ACFE が不正対策の専門家に認定している CFE (公認不正検査士) 資格の取得者は、日本国内だけでも昨年末の時点で 1,410 人となりました。公認不正検査士は、不正の発見や未然防止・抑止に関して重要な役割を担っています。これからもなくなることはないであろう不祥事や不正事件に対して、第一線で対峙する公認不正検査士は、まだまだ不足していると思います。
わたしども日本公認不正検査士協会では、今後もさらに有資格者を輩出していくと同時に、日本の市場にあわせた不正対策教育の実践プログラムを開発しなければならないと感じております。
また、企業内において、組織を挙げて不正対策に取り組む土壌や風土を醸成する環境づくりや同業者によるネットワークの構築も重要だと思っております。
お蔭様で、日本公認不正検査士協会は 2005 年の活動開始以来、今年で 15 年目を迎えます。会員も 2,150 人を超え、徐々に認知度も高まってきました。日本公認会計士協会が不正対策の重要性を提言している中、私たちの役割もより重要になっていくと思われます。

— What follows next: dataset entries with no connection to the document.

PR #316, opened 2023-06-28
feature/eng-2988-cloud-routing-app-parity-support-duration-groups

nilsbeck:
# Description

This PR adds duration groups to nextroute.

### DIFF
--- a/nextroute/factory/model.go
+++ b/nextroute/factory/model.go
@@ -64,6 +64,7 @@ type Options struct {
 	Properties struct {
 		Disable struct {
 			Durations       bool `json:"durations" usage:"ignore the durations of stops"`
+			GroupDurations  bool `json:"group_durations" usage:"ignore the group durations of stops"`
 			InitialSolution bool `json:"initial_solution" usage:"ignore the initial solution"`
 		} `json:"disable"`
 	} `json:"properties"`
--- a/nextroute/factory/model.go
+++ b/nextroute/factory/model.go
@@ -64,7 +64,7 @@ type Options struct {
 	Properties struct {
 		Disable struct {
 			Durations       bool `json:"durations" usage:"ignore the durations of stops"`
-			GroupDurations  bool `json:"group_durations" usage:"ignore the group durations of stops"`
+			DurationGroups  bool `json:"duration_groups" usage:"ignore the durations groups of stops"`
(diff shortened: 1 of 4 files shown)


nextroute/factory/model.go
```diff
@@ -64,6 +64,7 @@ type Options struct {
 	Properties struct {
 		Disable struct {
 			Durations       bool `json:"durations" usage:"ignore the durations of stops"`
+			GroupDurations  bool `json:"group_durations" usage:"ignore the group durations of stops"`
```
davidrijsman: It is DurationGroups

nextroute/schema/input.go
```diff
@@ -101,3 +102,10 @@ type Location struct {
 	Lon float64 `json:"lon"`
 	Lat float64 `json:"lat"`
 }
+
+// DurationGroup represents a group of stops that get additional process time
```
davidrijsman: I believe we stay away from calling it process time, just use _duration_

davidrijsman (changes requested):

nextroute/schema/input.go
```diff
@@ -101,3 +102,10 @@ type Location struct {
...
+// (duration) whenever a stop of the group is approached for the first time.
+type DurationGroup struct {
+	Group    []string `json:"group,omitempty"`
```
sebastian-quintero, line 109: Maybe we call this `Stops`? The name of the struct already alludes to the fact that this is a group...

sebastian-quintero (commented):
Would like for you to process comments before directly approving 🙏🏻 .

nextroute/factory/model.go
nilsbeck: fixed

nextroute/schema/input.go
nilsbeck: fixed

nextroute/schema/input.go
nilsbeck: If we do that we need to name the field in the input json also stops. I feel that this is confusing, since it is a duration group and they are not duration stops. So I think, while may seem repetitive in the code, it is still the better option when we look at the user side of things.

larsbeck (approved):

davidrijsman (approved):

今後も会員の皆様のお役に立てる協会づくりを目指してまいりますので、引き続きご支援ご協力を賜りますよう、よろしくお願い申し上げます。
末筆ながら、会員皆様方のますますのご多幸とご発展をお祈り申し上げまして、年頭の挨拶とさせていただきます。
ACFE JAPAN 理事長
公認不正検査士 (CFE)、公認会計士
国際会計士連盟 (IFAC) 会長 (2000-2002)、日本公認会計士協会 会長 (2004-2007)、IFRS 財団 評議員会 (Trustees) 副議長などを歴任。